PROBLEM DESCRIPTION:
Copy word for word the lines from the start of the records through the line that contains "Hmm, the non-null", both included.

DATASET RECORDS:
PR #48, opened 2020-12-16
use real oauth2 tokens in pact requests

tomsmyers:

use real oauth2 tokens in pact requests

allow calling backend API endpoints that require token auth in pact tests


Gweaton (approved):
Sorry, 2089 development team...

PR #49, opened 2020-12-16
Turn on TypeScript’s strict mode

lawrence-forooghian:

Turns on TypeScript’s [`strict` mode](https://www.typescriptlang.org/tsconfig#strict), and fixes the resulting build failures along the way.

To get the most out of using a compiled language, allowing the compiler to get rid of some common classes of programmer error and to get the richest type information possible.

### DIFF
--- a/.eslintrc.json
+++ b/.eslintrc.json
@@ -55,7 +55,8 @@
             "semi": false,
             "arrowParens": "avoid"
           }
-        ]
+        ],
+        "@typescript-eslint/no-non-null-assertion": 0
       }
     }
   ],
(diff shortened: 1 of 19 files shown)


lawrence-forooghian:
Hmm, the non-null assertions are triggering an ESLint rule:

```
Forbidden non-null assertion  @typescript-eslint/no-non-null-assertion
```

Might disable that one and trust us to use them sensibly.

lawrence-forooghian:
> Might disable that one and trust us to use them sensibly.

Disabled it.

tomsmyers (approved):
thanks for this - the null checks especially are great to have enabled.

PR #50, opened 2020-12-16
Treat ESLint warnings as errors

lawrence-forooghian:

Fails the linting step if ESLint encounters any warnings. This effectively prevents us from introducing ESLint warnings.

OUTPUT OF THE TASK:
PR #48, opened 2020-12-16
use real oauth2 tokens in pact requests

tomsmyers:

use real oauth2 tokens in pact requests

allow calling backend API endpoints that require token auth in pact tests


Gweaton (approved):
Sorry, 2089 development team...

PR #49, opened 2020-12-16
Turn on TypeScript’s strict mode

lawrence-forooghian:

Turns on TypeScript’s [`strict` mode](https://www.typescriptlang.org/tsconfig#strict), and fixes the resulting build failures along the way.

To get the most out of using a compiled language, allowing the compiler to get rid of some common classes of programmer error and to get the richest type information possible.

### DIFF
--- a/.eslintrc.json
+++ b/.eslintrc.json
@@ -55,7 +55,8 @@
             "semi": false,
             "arrowParens": "avoid"
           }
-        ]
+        ],
+        "@typescript-eslint/no-non-null-assertion": 0
       }
     }
   ],
(diff shortened: 1 of 19 files shown)


lawrence-forooghian:
Hmm, the non-null assertions are triggering an ESLint rule:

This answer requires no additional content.